▸ **Task goal**: Among the entries that follow, how many lines contain the word "SetTextFormattingMode"? Give the number alone.

********************

Issue #1554, opened 2020-05-10
Unify multi-line text alignment on all the platforms


Jonarw:
Benchmark should be the 'Rendering Capabilities > Multi-line Alignment' and 'Rendering Capabilities > Multi-line Alignment/Rotation' examples. 

- [ ] **WPF** - fix horizontal alignment
![image](https://user-images.githubusercontent.com/18097859/81493091-abea4800-929d-11ea-81fb-94404218d951.png)

- [ ] **Windows Forms** (and Core.Drawing) - fix horizontal alignment
![image](https://user-images.githubusercontent.com/18097859/81493107-de944080-929d-11ea-9654-76cea1b0c13d.png)

- [x] **SkiaSharp**
![image](https://user-images.githubusercontent.com/18097859/81493101-c7ede980-929d-11ea-9087-ca5e63cd3e0e.png)

- [ ] **ImageSharp** - fixed in #1553
![image](https://user-images.githubusercontent.com/18097859/81493319-c02f4480-929f-11ea-8be8-6222c0d3a7a8.png)

- [x] **SVG**
![image](https://user-images.githubusercontent.com/18097859/81493135-2fa43480-929e-11ea-8d4b-746d742a1d22.png)

- **OxyPlot.PdfExporter** - multiline text is not supported. Given we want to mark this as obsolete anyway, we don't have to worry about this too much I think
![image](https://user-images.githubusercontent.com/18097859/81493168-801b9200-929e-11ea-8680-901a41f15535.png)

- **OxyPlot.Pdf.PdfExporter** - multiline text is not supported. Given we want to mark this as obsolete anyway, we don't have to worry about this too much I think
![image](https://user-images.githubusercontent.com/18097859/81493197-d25cb300-929e-11ea-9b47-31b639b95710.png)

VisualMelon:
If we reach a happy conclusion with #1551, then the code for performing this layout task could be provided by `RenderContextBase`. Adjustments will need to be made by the different platforms to account for the different rendering APIs (e.g. `OxyPlot.Svg` can only render relative to baseline), but this could reduce the individual complexity of each renderer, and generally make the code tidier.

If I can sit down for more than a few minutes I'll try to put a version of this together for `OxyPlot.Svg` implementation, which really needs #1551 to make sense at all.

Issue #1551, opened 2020-05-08
What is MeasureText


VisualMelon:
The `IRenderContext.MeasureText` method doesn't have a formal specification, and is implemented in different ways all over the place.

We should consider formalising its behaviour so that we can make everything consistent before attempting to address inconsistencies in multi-line text rendering between platforms (see Issue #1538 and discussion in PR #1549).

Jonarw:
There appear to be some different nomenclatures around this topic. To be sure we are talking about the same thing, I will use the same nomenclature as in this blog post:
http://www.cyrilchandelier.com/understanding-fonts-and-uifont

Some thoughts:

### Height
- Similar to what we do in `OxyPlot.SkiaSharp` and `OxyPlot.ImageSharp` for vertical text alignment, I would argue that the vertical text measurement should not actually be dependent on the content. I think it is more important that the baselines of multiple text runs are guaranteed to be aligned regardless of content.
- A possible definition could be: 
`[text-height] = (|[ascent]| + |[descent]| + [leading]) * [number-of-lines] - [leading]`
which would be equivalent to:
`[text-height] = [line-height] * [number-of-lines] - [leading]`

### Width
- This should take into account text shaping, if applicable
- A possible definition could be:
`[text-width] = MAX([line] => SUM([advancement]))`

VisualMelon:
Thanks for putting that so clearly.

It's not immediately obvious how to implement the width computing manually in some APIs, but in practice the width doesn't seem to be much of an issue.

Jonarw:
Yes, probably most of the APIs do exactly this computation under the hood, and if there is no issue there would be no need to change anything. The definition should only serve as a reference in case of doubts / inconsistencies.

Issue #1516, opened 2020-04-27
Add WindowsForms PlotView based on SkiaSharp


Jonarw:
As it has been years since I last worked with WindowsForms, if someone else feels like taking on this task, please go ahead.

Things to consider:

- Should this use GPU-accelerated rendering or not? Or both?
  - There are [controls for both](https://github.com/mono/SkiaSharp/tree/master/source/SkiaSharp.Views/SkiaSharp.Views.WindowsForms) available on SkiaSharp side. 
  - Do we need more dependencies with GPU acceleration?
- Can code be shared with `OxyPlot.WindowsForms`?
- Add an example browser / integrate into WindowsForms example browser?

VisualMelon:
Given this would have to write to a buffer and copy/swap, the rendering engine could be abstracted away completely. There is no reason e.g. the ImageSharp renderer could be swapped in as well. I had a go with Skia and ran into a couple of rendering issues (apart from hating the abstraction I built), but if this would be an acceptable design I would be happy to do the leg work. My first attempt (a bit out of date) can be found here: https://github.com/oxyplot/oxyplot/compare/develop...VisualMelon:WinFormsSkia

I'd envisage adding an `IPlotPainter` interface to WinForms which writes to a bitmap (though, this could even be mediated through OxyImage, and be platform independent), and can be passed to the `PlotView` as an alternative to the 'direct' renderer. There is no reason rendering can't be done off-thread to improve UX. This wouldn't be owned by the `PlotView`.

The advantages of such a design would be:
 - Easy to add more renderers (but would you want to?)
 - Minimal changes needed with respect to code reuse/sharing
 - Painter interface could be used elsewhere (same abstraction could work for any UI platform, or indeed for any PNG exporter)
 - Easy for user to swap out renderer:
    - Painters can be their own (tiny) NuGet package
    - Doesn't need to swap out controls in the UI (can continue to use their own extensions to `PlotView`)
    - If they can't use their renderer of choice for some reason (e.g. library not audited or w/e), they can use the 'native' provision as a fallback, and this can be easily configured at runtime

Obvious concerns
 - Someone has to dispose the painters
 - Abstractions add complexity and overheads
 - Abstractions get in the way of custom performance and functionality

If we aren't sure this is bad idea yet, I'm equally happy to do the leg work so we can decide how much we hate it once it is working.

VisualMelon:
[...]

Issue #391, opened 2015-02-23
Refactor layout code in `PlotModel`


objorke:
Currently the layout "engine" is in the `RenderOverride` method.
Move the layout code to a new method, e.g. `UpdateLayout`

VisualMelon:
Here is a (probably not comprehensive) list of issues that may benefit from separating the layout and rendering passes:
 - #392 would be nice to have a swappable layout engine
 - #55 subplots
 - #388, #1621 issues with interactions with non-rendered (and so non-layouted) plot models
 - #1322 no events for layout (updated events don't provide the information people expect)
 - #1320 plot model synchronisation: a total nightmare at the moment; would be easier still if the layout engine were swappable

Other related issues:
 - #1556 an `ITextMeasurer` interface would allow layout without a dependency on `IRenderContext`, which would be nice

PR #1556, opened 2020-05-10
Overhaul Text Arrangement and Trimming

### LINKED ISSUE #1531: Improve vertical text alignment of OxyPlot.SvgExporter

VisualMelon:
Fixes #1531, #1559, and #1554

### Checklist

- [x] I have updated the change log (will do so if/when this is striped back and becomes a set of meaningful commits)

- Adds the `ITextMeasurer` interface, and implementations for all RenderContexts that can support it
- Adds the `ITextTrimmer` interface, and `SimpleTextTrimmer` implementation which uses 'character ellipsis' trimming mode as its default
- Adds the `TextArranger` class, which arranges multiline text as per #1554 and #1551 
- Changes all platforms in this repo to use `TextArranger` for text arrangement (thereby resolving #1531 and #1559 )
- Adds an SvgExporter to `OxyPlot.ImageSharp` with additional tests
- Removes the `UseVerticalAlignmentWorkaround` property from `OxyPlot.Svg` as it is redundant and will only get in the way

### Big Issues

- API for `ITextTrimmer` is weak: the render context determines the type of trimming that is done, which may not be ideal

@oxyplot/admins

### DIFF
--- a/Source/OxyPlot.Tests/Rendering/MockTextMeasurer.cs
+++ b/Source/OxyPlot.Tests/Rendering/MockTextMeasurer.cs
@@ -7,12 +7,12 @@
 // </summary>
 // --------------------------------------------------------------------------------------------------------------------
 
-using OxyPlot.Rendering;
-using System.Collections.Generic;
-using System.Linq;
-
 namespace OxyPlot.Tests
 {
+    using OxyPlot.Rendering;
+    using System.Collections.Generic;
+    using System.Linq;
+
     public class MockTextMeasurer : ITextMeasurer
     {
         public MockTextMeasurer()
--- a/Source/OxyPlot.Tests/Rendering/MockTextMeasurer.cs
+++ b/Source/OxyPlot.Tests/Rendering/MockTextMeasurer.cs
@@ -1,0 +1,59 @@
+﻿// --------------------------------------------------------------------------------------------------------------------
+// <copyright file="MockTextMeasurer.cs" company="OxyPlot">
+//   Copyright (c) 2014 OxyPlot contributors
+// </copyright>
+// <summary>
+//   Provides a predicatble implementation of ITextMeasurer.
+// </summary>
+// --------------------------------------------------------------------------------------------------------------------
+
+using OxyPlot.Rendering;
+using System.Collections.Generic;
+using System.Linq;
+
+namespace OxyPlot.Tests
+{
+    public class MockTextMeasurer : ITextMeasurer
+    {
+        public MockTextMeasurer()
+        {
+        }
+
+        public double Ascent { get; set; } = 0.6;
+        public double Descent { get; set; } = 0.3;
+        public double Leading { get; set; } = 0.1;
+        public double CharacterWidth { get; set; } = 0.8;
+
+        public HashSet<char> CharsWithWidth { get; } = new HashSet<char>();
+
+        public FontMetrics GetFontMetrics(string fontFamily, double fontSize, double fontWeight)
+        {
+            return new FontMetrics(fontSize * this.Ascent, fontSize * this.Descent, fontSize * this.Leading);
+        }
+
+        public double MeasureTextWidth(string text, string fontFamily, double fontSize, double fontWeight)
+        {
+            return fontSize * this.CharacterWidth * text.Count(CharsWithWidth.Contains);
+        }
+
+        public void AddBasicAlphabet()
+        {
+            for (char c = 'a'; c <= 'z'; c++)
+            {
+                this.CharsWithWidth.Add(c);
+                this.CharsWithWidth.Add(char.ToUpperInvariant(c));
+            }
+        }
+
+        public void AddBasicWhitespace()
+        {
+            this.CharsWithWidth.Add(' ');
+        }
+
+        public void AddEllipsisChars()
+        {
+            this.CharsWithWidth.Add(SimpleTextTrimmer.AsciiEllipsis[0]);
+            this.CharsWithWidth.Add(SimpleTextTrimmer.UnicodeEllipsis[0]);
+        }
+    }
+}
--- a/Source/OxyPlot.Wpf/CanvasRenderContext.cs
+++ b/Source/OxyPlot.Wpf/CanvasRenderContext.cs
@@ -9,6 +9,7 @@
 
 namespace OxyPlot.Wpf
 {
+    using OxyPlot.Rendering;
     using System;
     using System.Collections.Generic;
     using System.IO;
@@ -27,7 +28,7 @@ namespace OxyPlot.Wpf
     /// <summary>
     /// Implements <see cref="IRenderContext" /> for <see cref="System.Windows.Controls.Canvas" />.
     /// </summary>
-    public class CanvasRenderContext : ClippingRenderContext
+    public class CanvasRenderContext : ClippingRenderContext, ITextMeasurer
     {
         /// <summary>
         /// The images in use
@@ -84,7 +85,16 @@ namespace OxyPlot.Wpf
             this.TextFormattingMode = TextFormattingMode.Display;
             this.TextMeasurementMethod = TextMeasurementMethod.TextBlock;
             this.RendersToScreen = true;
+            this.BalancedLineDrawingThicknessLimit = 3.5;
+            this.DefaultFontFamily = "Segoe UI";
+
+            this.TextArranger = new TextArranger(this, new SimpleTextTrimmer());
         }
+
+        /// <summary>
+        /// Gets or sets the <see cref="TextArranger"/> used by this instance.
+        /// </summary>
+        public TextArranger TextArranger { get; set; }
 
         /// <summary>
         /// Gets or sets the text measurement method.
@@ -97,6 +107,23 @@ namespace OxyPlot.Wpf
         /// </summary>
         /// <value>The text formatting mode. The default value is <see cref="System.Windows.Media.TextFormattingMode.Display"/>.</value>
         public TextFormattingMode TextFormattingMode { get; set; }
+
+        /// <summary>
+        /// Gets or sets the thickness limit for "balanced" line drawing.
+        /// </summary>
+        public double BalancedLineDrawingThicknessLimit { get; set; }
+
+        /// <summary>
+        /// Gets or sets a value indicating whether to use stream geometry for lines and polygons rendering.
+        /// </summary>
+        /// <value><c>true</c> if stream geometry should be used; otherwise, <c>false</c> .</value>
+        /// <remarks>The XamlWriter does not serialize StreamGeometry, so set this to <c>false</c> if you want to export to XAML. Using stream geometry seems to be slightly faster than using path geometry.</remarks>
+        public bool UseStreamGeometry { get; set; }
+
+        /// <summary>
+        /// Gets or sets the default font familiy.
+        /// </summary>
+        public string DefaultFontFamily { get; set; }
 
         ///<inheritdoc/>
         public override void DrawEllipse(OxyRect rect, OxyColor fill, OxyColor stroke, double thickness, EdgeRenderingMode edgeRenderingMode)
@@ -306,127 +333,56 @@ namespace OxyPlot.Wpf
             string fontFamily,
             double fontSize,
             double fontWeight,
-            double rotate,
-            HorizontalAlignment halign,
-            VerticalAlignment valign,
+            double rotation,
+            HorizontalAlignment horizontalAlignment,
+            VerticalAlignment verticalAlignment,
             OxySize? maxSize)
         {
-            var tb = this.CreateAndAdd<TextBlock>();
-            tb.Text = text;
-            tb.Foreground = this.GetCachedBrush(fill);
-            if (fontFamily != null)
+            this.TextArranger.ArrangeText(p, text, fontFamily, fontSize, fontWeight, rotation, horizontalAlignment, verticalAlignment, maxSize, HorizontalAlignment.Left, TextVerticalAlignment.Top, out var lines, out var linePositions);
+
+            for (int i = 0; i < lines.Length; i++)
             {
+                var line = lines[i];
+                var linePosition = new Point(linePositions[i].X, linePositions[i].Y);
+
+                var tb = this.CreateAndAdd<TextBlock>();
+                tb.Text = line;
+                tb.Foreground = this.GetCachedBrush(fill);
                 tb.FontFamily = this.GetCachedFontFamily(fontFamily);
-            }
 
-            if (fontSize > 0)
-            {
-                tb.FontSize = fontSize;
-            }
-
-            if (fontWeight > 0)
-            {
-                tb.FontWeight = GetFontWeight(fontWeight);
-            }
-
-            TextOptions.SetTextFormattingMode(tb, this.TextFormattingMode);
-
-            double dx = 0;
-            double dy = 0;
-
-            if (maxSize != null || halign != HorizontalAlignment.Left || valign != VerticalAlignment.Top)
-            {
-                tb.Measure(new Size(1000, 1000));
-                var size = tb.DesiredSize;
-                if (maxSize != null)
+                if (fontSize > 0)
                 {
-                    if (size.Width > maxSize.Value.Width + 1e-3)
-                    {
-                        size.Width = Math.Max(maxSize.Value.Width, 0);
-                    }
-
-                    if (size.Height > maxSize.Value.Height + 1e-3)
-                    {
-                        size.Height = Math.Max(maxSize.Value.Height, 0);
-                    }
-
-                    tb.Width = size.Width;
-                    tb.Height = size.Height;
+                    tb.FontSize = fontSize;
                 }
 
-                if (halign == HorizontalAlignment.Center)
+                if (fontWeight > 0)
                 {
-                    dx = -size.Width / 2;
+                    tb.FontWeight = GetFontWeight(fontWeight);
                 }
 
-                if (halign == HorizontalAlignment.Right)
+                TextOptions.SetTextFormattingMode(tb, this.TextFormattingMode);
+
+                var transform = new TransformGroup();
+                if (Math.Abs(rotation) > double.Epsilon)
                 {
-                    dx = -size.Width;
+                    transform.Children.Add(new RotateTransform(rotation));
                 }
 
-                if (valign == VerticalAlignment.Middle)
+                transform.Children.Add(new TranslateTransform(linePosition.X, linePosition.Y));
+                tb.RenderTransform = transform;
+                if (tb.Clip != null)
                 {
-                    dy = -size.Height / 2;
+                    tb.Clip.Transform = tb.RenderTransform.Inverse as Transform;
                 }
 
-                if (valign == VerticalAlignment.Bottom)
-                {
-                    dy = -size.Height;
-                }
+                tb.SetValue(RenderOptions.ClearTypeHintProperty, ClearTypeHint.Enabled);
             }
-
-            var transform = new TransformGroup();
-            transform.Children.Add(new TranslateTransform(dx, dy));
-            if (Math.Abs(rotate) > double.Epsilon)
-            {
-                transform.Children.Add(new RotateTransform(rotate));
-            }
-
-            transform.Children.Add(new TranslateTransform(p.X, p.Y));
-            tb.RenderTransform = transform;
-            if (tb.Clip != null)
-            {
-                tb.Clip.Transform = tb.RenderTransform.Inverse as Transform;
-            }
-
-            tb.SetValue(RenderOptions.ClearTypeHintProperty, ClearTypeHint.Enabled);
         }
 
         ///<inheritdoc/>
         public override OxySize MeasureText(string text, string fontFamily, double fontSize, double fontWeight)
         {
-            if (string.IsNullOrEmpty(text))
-            {
-                return OxySize.Empty;
-            }
-
-            if (this.TextMeasurementMethod == TextMeasurementMethod.GlyphTypeface)
-            {
-                return MeasureTextByGlyphTypeface(text, fontFamily, fontSize, fontWeight);
-            }
-
-            var tb = new TextBlock { Text = text };
-
-            TextOptions.SetTextFormattingMode(tb, this.TextFormattingMode);
-
-            if (fontFamily != null)
-            {
-                tb.FontFamily = new FontFamily(fontFamily);
-            }
-
-            if (fontSize > 0)
-            {
-                tb.FontSize = fontSize;
-            }
-
-            if (fontWeight > 0)
-            {
-                tb.FontWeight = GetFontWeight(fontWeight);
-            }
-
-            tb.Measure(new Size(1000, 1000));
-
-            return new OxySize(tb.DesiredSize.Width, tb.DesiredSize.Height);
+            return this.TextArranger.MeasureText(text, fontFamily, fontSize, fontWeight);
         }
 
         ///<inheritdoc/>
@@ -494,7 +450,66 @@ namespace OxyPlot.Wpf
             this.clip = null;
         }
 
-        ///<inheritdoc/>
+        /// <inheritdoc/>
+        public FontMetrics GetFontMetrics(string fontFamily, double fontSize, double fontWeight)
+        {
+            var typeface = new Typeface(
+                new FontFamily(fontFamily), FontStyles.Normal, GetFontWeight(fontWeight), FontStretches.Normal);
+
+            if (!typeface.TryGetGlyphTypeface(out var glyphTypeface))
+            {
+                throw new InvalidOperationException("No glyph typeface found");
+            }
+
+            var lineHeight = Math.Abs(glyphTypeface.Height) * fontSize;
+            var ascender = Math.Abs(typeface.FontFamily.Baseline) * fontSize;
+            var descender = lineHeight - ascender;
+            var leading = (Math.Abs(typeface.FontFamily.LineSpacing) * fontSize) - lineHeight;
+
+            return new FontMetrics(ascender, descender, leading);
+        }
+
+        /// <inheritdoc/>
+        public double MeasureTextWidth(string text, string fontFamily, double fontSize, double fontWeight)
+        {
+            if (string.IsNullOrEmpty(text))
+            {
+                return 0.0;
+            }
+
+            if (this.TextMeasurementMethod == TextMeasurementMethod.GlyphTypeface)
+            {
+                return MeasureTextByGlyphTypeface(text, fontFamily, fontSize, fontWeight).Width;
+            }
+
+            var tb = new TextBlock { Text = text };
+
+            TextOptions.SetTextFormattingMode(tb, this.TextFormattingMode);
+
+            if (fontFamily != null)
+            {
+                tb.FontFamily = new FontFamily(fontFamily);
+            }
+
+            if (fontSize > 0)
+            {
+                tb.FontSize = fontSize;
+            }
+
+            if (fontWeight > 0)
+            {
+                tb.FontWeight = GetFontWeight(fontWeight);
+            }
+
+            tb.Measure(new Size(1000, 1000));
+
+            return tb.DesiredSize.Width;
+        }
+
+        /// <summary>
+        /// Cleans up resources not in use.
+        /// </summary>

********************

▸ **Result below**: 4